Aim of the task: Where a line below has the string "users" in it, include it in the count, and give that count alone.

Raw data:
PR #5459, opened 2024-05-16
scripts: move API from core

thc202:
Move the API from core, which can already be provided by the add-on.

Part of zaproxy/zaproxy#8027.


kingthorin (approved):

addOns/scripts/src/main/java/org/zaproxy/zap/extension/scripts/ScriptApi.java
```diff
@@ -0,0 +1,510 @@
...
+                    params.getString(PARAM_VAR_KEY), params.getString(PARAM_VAR_VALUE));
+            return ApiResponseElement.OK;
+        } else if (ACTION_SET_SCRIPT_VAR.equals(name)) {
+            ScriptVars.setScriptVar(
+                    getAndValidateScriptName(params),
+                    params.getString(PARAM_VAR_KEY),
+                    params.getString(PARAM_VAR_VALUE));
+            return ApiResponseElement.OK;
+        } else {
+            throw new ApiException(ApiException.Type.BAD_ACTION);
```
thc202, line 439: This line was changed compared to core code, previously `BAD_VIEW`.

kingthorin: 😄 good catch

thc202: Tests caught it :)

thc202:
Updated to use the correct method when checking if the core API is deprecated.

kingthorin (approved):

ricekot (approved):
Thank you!

PR #5491, opened 2024-06-02
fix: dependency add

Moeez905:
I have fixed the vulnerability issue, caused by missing nth-check dependency in package-lock.json


thc202:
The changes done to the lock file will be lost when installing the deps.

thc202:
For the record, it was superseded by #5496.

PR #5509, opened 2024-06-13
grpc: add websocket support

amitpanwar789:
## Overview

## Related Issues
zaproxy/zaproxy#7695

## Checklist
- [ ] Update help
- [ ] Update changelog
- [ ] Write tests
- [ ] Check code coverage
- [ ] Sign-off commits
- [ ] Squash commits
- [ ] Use a descriptive title


amitpanwar789:
@thc202  have a look here

addOns/grpc/grpc.gradle.kts
```diff
@@ -6,6 +6,18 @@ zapAddOn {
     manifest {
         author.set("ZAP Dev Team")
         url.set("https://www.zaproxy.org/docs/desktop/addons/grpc-support/")
+        extensions {
+            register("org.zaproxy.zap.extension.grpc.internal.ExtensionGrpcWebSocket") {
+                classnames {
+                    allowed.set(listOf("org.zaproxy.zap.extension.grpc.internal"))
```
thc202, line 12: `org.zaproxy.addon.grpc.websocket`

addOns/grpc/src/main/java/org/zaproxy/addon/grpc/internal/ExtensionGrpcWebSocket.java
```diff
@@ -0,0 +1,87 @@
+package org.zaproxy.addon.grpc.internal;
```
thc202, line 1: Same here.

addOns/grpc/grpc.gradle.kts
```diff
@@ -6,6 +6,18 @@ zapAddOn {
     manifest {
         author.set("ZAP Dev Team")
         url.set("https://www.zaproxy.org/docs/desktop/addons/grpc-support/")
+        extensions {
+            register("org.zaproxy.zap.extension.grpc.internal.ExtensionGrpcWebSocket") {
```
thc202, line 10: It needs to be updated accordingly.

amitpanwar789: i made all the changes , but still didn't work

thc202: Push them.

addOns/grpc/src/main/java/org/zaproxy/addon/grpc/internal/ExtensionGrpcWebSocket.java
amitpanwar789: are you suggesting to change it to org.zaproxy.addon.grpc.internal.websocket, but then it is giving me error because there is not dir name websocket in internal dir

addOns/grpc/grpc.gradle.kts
amitpanwar789: can you explain me this extension configuration why we are using org.zaproxy.addon.grpc.internal.websocket as there is no file or package as websocket inside internal folder and what register and classnames configuration means ?

addOns/grpc/src/main/java/org/zaproxy/addon/grpc/internal/ExtensionGrpcWebSocket.java
thc202: Yes, you need to move it accordingly.

addOns/grpc/grpc.gradle.kts
thc202: It should have, if the class was updated accordingly.

That's the package whose classes this optional extension is allowed to (un)load directly, since this is an optional extension it can be dynamically (un)loaded when the other add-on is (un)installed.

amitpanwar789: ok thank you now its working.

addOns/grpc/src/main/java/org/zaproxy/addon/grpc/internal/websocket/ExtensionGrpcWebSocket.java
```diff
@@ -0,0 +1,97 @@
...
+
+public class ExtensionGrpcWebSocket extends ExtensionAdaptor {
+
+    public static final String NAME = "ExtensionGrpcWebSocket";
+
+    public ExtensionGrpcWebSocket() {
+        super(NAME);
+    }
+
+    private static final List<Class<? extends Extension>> DEPENDENCIES =
```
thc202, line 43: - Move this up, before the constructor.
 - It should implement the `getDependencies()` method, which returns this constant.

addOns/grpc/src/main/java/org/zaproxy/addon/grpc/internal/websocket/ExtensionGrpcWebSocket.java
```diff
@@ -0,0 +1,97 @@
...
+            List.of(ExtensionGrpc.class, ExtensionWebSocket.class);
+
+    @Override
+    public void hook(ExtensionHook extensionHook) {
+        super.hook(extensionHook);
```
thc202, line 48: Can be removed.

addOns/grpc/src/main/java/org/zaproxy/addon/grpc/internal/websocket/ExtensionGrpcWebSocket.java
```diff
@@ -0,0 +1,97 @@
...
+    }
+
+    @Override
+    public String getUIName() {
+        return Constant.messages.getString("grpc.websocket.name");
+    }
+
+    @Override
+    public String getDescription() {
+        return Constant.messages.getString("grpc.desc");
```
thc202, line 75: Preferable to use a description that says what it provides (e.g. adds the WebSocket gRPC view/editor).

thc202:
The changelog should be updated and help as well.

addOns/grpc/src/main/javahelp/org/zaproxy/addon/grpc/resources/help/contents/websocket.html
```diff
@@ -0,0 +1,27 @@
+<!DOCTYPE html PUBLIC "-//W3C//DTD HTML 3.2 Final//EN">
+<HTML>
+<HEAD>
+    <META HTTP-EQUIV="Content-Type" CONTENT="text/html; charset=utf-8">
+    <TITLE>gRPC WebSocket</TITLE>
+</HEAD>
+<BODY>
+<H1>gRPC WebSocket Support</H1>
+
+The gRPC WebSocket support feature enables the WebSocket add-on to decode and encode gRPC message requests seamlessly. This integration allows users to inspect, modify, and manage gRPC communication over WebSockets.
```
thc202, line 10: `message requests` -> `messages`

addOns/grpc/src/main/javahelp/org/zaproxy/addon/grpc/resources/help/toc.xml
```diff
@@ -8,6 +8,7 @@
         <tocitem text="Add Ons" tocid="addons">
             <tocitem text="gRPC Support" image="addon.grpc.icon" target="addon.grpc">
                 <tocitem text="Variant" target="addon.grpc.variant"/>
+                <tocitem text="gRPC WebSocket" target="addon.grpc.websocket"/>
```
thc202, line 11: `text="WebSocket"`

amitpanwar789:
> How or with which application was this tested? Using `streamlit` I get e.g. `Illegal base64 character a` (though I might have wrong expectations of how that one works).

so i tried to test it with https://github.com/Cysharp/GrpcWebSocketBridge but get response as plain text. which app should i use to test it ? i tried a sample app of streamlit https://weaviate-magic-chat.streamlit.app/ . but the response i am getting in websocket is complex, i tried to decode with other protobuf decoder available online but nothing work.
image

amitpanwar789:
> I need to check suitable applications.

ok i get it why i am getting plan text as response, grpc don't work on websocket and browser does not support http2, for streaming data, client usually uses a websocket proxy to establish a connection between client and grpc server, proxy is sitting between client and server, and websocket connection only between client and proxy, **Proxy: Translates WebSocket messages to gRPC calls and communicates with the gRPC server using HTTP/2**. and zap is sitting between client and proxy and proxy is already decoding to message that's why zap get plain text as response .  [https://www.redhat.com/en/blog/grpc-anywhere](https://www.redhat.com/en/blog/grpc-anywhere)

thc202:
I don't think that all of them are using that workflow.

thc202:
The `streamlit` is writing (similar for reading) the serialized proto buf messages directly to the WebSocket, based on:
https://github.com/streamlit/streamlit/blob/0dfe07d39e832b072771c52b0c11392dd2f8ca65/lib/streamlit/web/server/browser_websocket_handler.py#L63
https://github.com/streamlit/streamlit/blob/0dfe07d39e832b072771c52b0c11392dd2f8ca65/lib/streamlit/runtime/runtime_util.py#L78
https://googleapis.dev/python/protobuf/latest/google/protobuf/message.html#google.protobuf.message.Message.SerializeToString

amitpanwar789:
> The `streamlit` is writing (similar for reading) the serialized proto buf messages directly to the WebSocket, based on: https://github.com/streamlit/streamlit/blob/0dfe07d39e832b072771c52b0c11392dd2f8ca65/lib/streamlit/web/server/browser_websocket_handler.py#L63 https://github.com/streamlit/streamlit/blob/0dfe07d39e832b072771c52b0c11392dd2f8ca65/lib/streamlit/runtime/runtime_util.py#L78 https://googleapis.dev/python/protobuf/latest/google/protobuf/message.html#google.protobuf.message.Message.SerializeToString

yes, its not using base64 encoding that's why i am getting earlier error but still the response of streamit in websocket is not decoding correctly i tried to decode this in other online available protobuf decoder also, i guess i need to look more into streamit code.

thc202:
We need to check how the serialization is being done in that case and update the code to handle that as well.

amitpanwar789:
i was confused about streamlit so i wrote a my custom app which uses websocket and protobuf serialization and what i found is we don't need to decode this message as base64 and this does not contain 5 byte header as with grpc-protocol buffer that's why we are getting error, my custom app is working great but still for streamlit message, some successfully decoded but some not,       
need to remove this lines Base64.... and DecoderUtils.extractPayload(body), for websocket 
but should i write custom view for websocket or we can find who is calling dataChanged so we can act accordingly.
```

 public void dataChanged(HttpPanelViewModelEvent e) {
        byte[] body = ((AbstractByteHttpPanelViewModel) e.getSource()).getData();
        httpPanelGrpcArea.setBorder(null);
        try {
            body = DecoderUtils.splitMessageBodyAndStatusCode(body);
            body = Base64.getDecoder().decode(body);
            byte[] payload = DecoderUtils.extractPayload(body);
            if (payload.length == 0) {
                httpPanelGrpcArea.setText("");
            } else {
                protoBufMessageDecoder.decode(payload);
                httpPanelGrpcArea.setText(protoBufMessageDecoder.getDecodedOutput());
            }
        } catch (Exception er) {
            httpPanelGrpcArea.setText(protoBufMessageDecoder.getDecodedOutput() + er.getMessage());
            httpPanelGrpcArea.setBorder(BorderFactory.createLineBorder(Color.RED));
        }
        if (!isEditable()) {
            httpPanelGrpcArea.discardAllEdits();
        }
    }
```

thc202:
https://github.com/zaproxy/zap-extensions/pull/5509#issuecomment-2196846745

That's depends on backend used https://github.com/protocolbuffers/protobuf/tree/main/python#implementation-backends
For upb but I think it ends up calling https://github.com/protocolbuffers/protobuf/blob/a4f9ddd8fc2ff1afa6697059d494a9bf0c09c680/python/message.c#L1652 and https://github.com/protocolbuffers/protobuf/blob/a4f9ddd8fc2ff1afa6697059d494a9bf0c09c680/python/message.c#L1593

https://github.com/zaproxy/zap-extensions/pull/5509#issuecomment-2198111456

We'll have to change `HttpPanelGrpcView` to allow to specify the decoding.

amitpanwar789:
> [#5509 (comment)](https://github.com/zaproxy/zap-extensions/pull/5509#issuecomment-2196846745)
> 
> That's depends on backend used https://github.com/protocolbuffers/protobuf/tree/main/python#implementation-backends For upb I think it ends up calling https://github.com/protocolbuffers/protobuf/blob/a4f9ddd8fc2ff1afa6697059d494a9bf0c09c680/python/message.c#L1652 and https://github.com/protocolbuffers/protobuf/blob/a4f9ddd8fc2ff1afa6697059d494a9bf0c09c680/python/message.c#L1593
> 
> [#5509 (comment)](https://github.com/zaproxy/zap-extensions/pull/5509#issuecomment-2198111456)
> 
> We'll have to change `HttpPanelGrpcView` to allow to specify the decoding. Or fallback to direct decoding if not Base64.

ok are you suggesting to like pass a parameter like decodingMethod in constructor of HttpPanelGrpcView and then  the dataChanged will look like this to handle base64 decoding but still need to figure out how to check if need to remove header or not `DecoderUtils.extractPayload(body)`
```

@Override
public void dataChanged(HttpPanelViewModelEvent e) {
    byte[] body = ((AbstractByteHttpPanelViewModel) e.getSource()).getData();
    httpPanelGrpcArea.setBorder(null);
    try {
        body = DecoderUtils.splitMessageBodyAndStatusCode(body);
        byte[] payload;
        if ("Base64".equalsIgnoreCase(decodingMethod)) {
            payload = Base64.getDecoder().decode(body);
        } else {
            payload = body;
        }
        if (payload.length == 0) {
            httpPanelGrpcArea.setText("");
        } else {
            protoBufMessageDecoder.decode(payload);
            httpPanelGrpcArea.setText(protoBufMessageDecoder.getDecodedOutput());
        }
    } catch (Exception er) {
        httpPanelGrpcArea.setText(protoBufMessageDecoder.getDecodedOutput() + er.getMessage());
        httpPanelGrpcArea.setBorder(BorderFactory.createLineBorder(Color.RED));
    }
    if (!isEditable()) {
        httpPanelGrpcArea.discardAllEdits();
    }
}


```

thc202:
Yes, something like that but instead of a string use an enum (e.g. `DecodingMethod` with values `BASE64_ENCODED`, `DIRECT`). Doesn't that apply only if it was Base64 encoded?

amitpanwar789:
> Yes, something like that but instead of a string use an enum (e.g. `DecodingMethod` with values `BASE64_ENCODED`, `DIRECT`). Doesn't that apply only if it was Base64 encoded?
> 
> At some point we might need to make that an option of the view to allow the user to change that.

so after this check we are getting some response decoded properly and some not of streamlit [Comment](https://github.com/zaproxy/zap-extensions/pull/5509#issuecomment-2199688099) so , should i look more deeper for for streamlit now or is it good ?

thc202:
It would be better to look at it (we should add an try to the issue if not finished now), but we could merge and get feedback from users.

addOns/grpc/src/main/java/org/zaproxy/addon/grpc/internal/DecoderUtils.java
```diff
@@ -44,6 +44,11 @@ public class DecoderUtils {
     public static final int LENGTH_DELIMITED_WIRE_TYPE = 2;
     public static final int BIT32_WIRE_TYPE = 5;
 
+    public static enum DecodingMethod {
```
thc202, line 47: The static can be removed.

addOns/grpc/src/main/java/org/zaproxy/addon/grpc/internal/HttpPanelGrpcView.java
```diff
@@ -50,7 +50,10 @@ public class HttpPanelGrpcView implements HttpPanelView, HttpPanelViewModelListe
     private ProtoBufMessageEncoder protoBufMessageEncoder;
     private AbstractByteHttpPanelViewModel model;
 
-    public HttpPanelGrpcView(AbstractByteHttpPanelViewModel model) {
+    private DecoderUtils.DecodingMethod decodingMethod;
```
thc202, line 53: Can be final.

thc202:
Note that comments from this https://github.com/zaproxy/zap-extensions/pull/5509#pullrequestreview-2125980116 are still pending.

addOns/grpc/src/main/java/org/zaproxy/addon/grpc/internal/HttpPanelGrpcView.java
thc202: Would be good to add a test for the new behaviour.

addOns/grpc/src/main/java/org/zaproxy/addon/grpc/internal/HttpPanelGrpcView.java
```diff
@@ -126,7 +130,11 @@ public void save() {
         try {
             protoBufMessageEncoder.encode(EncoderUtils.parseIntoList(text));
             byte[] encodedMessage = protoBufMessageEncoder.getOutputEncodedMessage();
-            this.model.setData(Base64.getEncoder().encode(encodedMessage));
+            if (decodingMethod == DecoderUtils.DecodingMethod.BASE64_ENCODED) {
+                this.model.setData(Base64.getEncoder().encode(encodedMessage));
+            } else {
+                this.model.setData(encodedMessage);
+            }
```
thc202, line 137: I thought this (the encoding check) was going to be done inside the encoder/decoder. Likely that we will have more places that will need this.

amitpanwar789: but i think the encoder and decoder should be meant to decode or encode protobuff message only, not base64, putting this check inside encoder make it confusing. just a thought 🤔

thc202: In that case `DecodingMethod` should not live in that class, IMO since that's about/related to decoding it does not hurt to live in that class as well (otherwise we will create a class with just this if?). We should also note that WebSockets is using internal classes, ideally we should provide a consistent API for other add-ons to consume (as it's still alpha it should be fine).

amitpanwar789: Okay I can make a seperate file just for decodingMethod enum what should I name it DecodingMethodUtils😂

amitpanwar789: DecodingMethod is good in DecoderUtils class

addOns/grpc/src/main/javahelp/org/zaproxy/addon/grpc/resources/help/contents/websocket.html
```diff
@@ -7,7 +7,7 @@
 <BODY>
 <H1>gRPC WebSocket Support</H1>
 
-The gRPC WebSocket support feature enables the WebSocket add-on to decode and encode gRPC message requests seamlessly. This integration allows users to inspect, modify, and manage gRPC communication over WebSockets.
+The gRPC WebSocket support feature enables the WebSocket add-on to decode and encode gRPC message seamlessly. This integration allows users to inspect, modify, and manage gRPC communication over WebSockets.
```
thc202, line 10: `messages`

thc202:
There's a conflict with the changelog.

addOns/grpc/CHANGELOG.md
```diff
@@ -4,6 +4,10 @@ All notable changes to this add-on will be documented in this file.
 The format is based on [Keep a Changelog](https://keepachangelog.com/en/1.0.0/).
 
 ## Unreleased
+
+### Added
+- gRPC WebSocket Support Added
+-
```
thc202, line 10: Extra chars.

thc202 (approved):

thc202:
Thank you!

psiinon (approved):

thc202:
@amitpanwar789 ok to release a new version or you want to include more changes?

amitpanwar789:
> @amitpanwar789 ok to release a new version or you want to include more changes?

Yes I guess we can as early feedback is really helpful

PR #5525, opened 2024-06-21
webuipoc: use `ci` instead of `install`

thc202:
Ensure automated changes (e.g. #5524) do no lead to unwanted changes in the lock file and that it's kept in sync.


kingthorin (approved):

ricekot (approved):
Thank you!

PR #5533, opened 2024-06-25
pscan: migrate core API implementor

thc202:
Add base add-on and migrate core API implementor.

Part of zaproxy/zaproxy#7959.


addOns/pscan/gradle.properties
```diff
@@ -0,0 +1,4 @@
+version=0.0.1
+release=false
+zap.maven.publish=true
+zap.maven.pom.inceptionyear=2024
```
kingthorin, line 4: Should we be adding this on others?

addOns/pscan/pscan.gradle.kts
```diff
@@ -0,0 +1,26 @@
+import org.zaproxy.gradle.addon.AddOnStatus
+
+description = "Provides core passive scanning capabilities."
+
+zapAddOn {
+    addOnName.set("Passive Scanner")
+    addOnStatus.set(AddOnStatus.ALPHA)
```
kingthorin, line 7: Release?

kingthorin: Or this is just "for now"?

addOns/pscan/src/main/java/org/zaproxy/addon/pscan/PassiveScanApi.java
kingthorin, line 1: Is this pretty much a literal copy or do I need to read through?

addOns/pscan/pscan.gradle.kts
thc202: The latter.

addOns/pscan/gradle.properties
thc202: This is only needed in add-ons that are expected to be released to Maven Central, this one should be for other add-ons to depend on it in time.

kingthorin (approved):

psiinon (approved):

Answer for the task: 4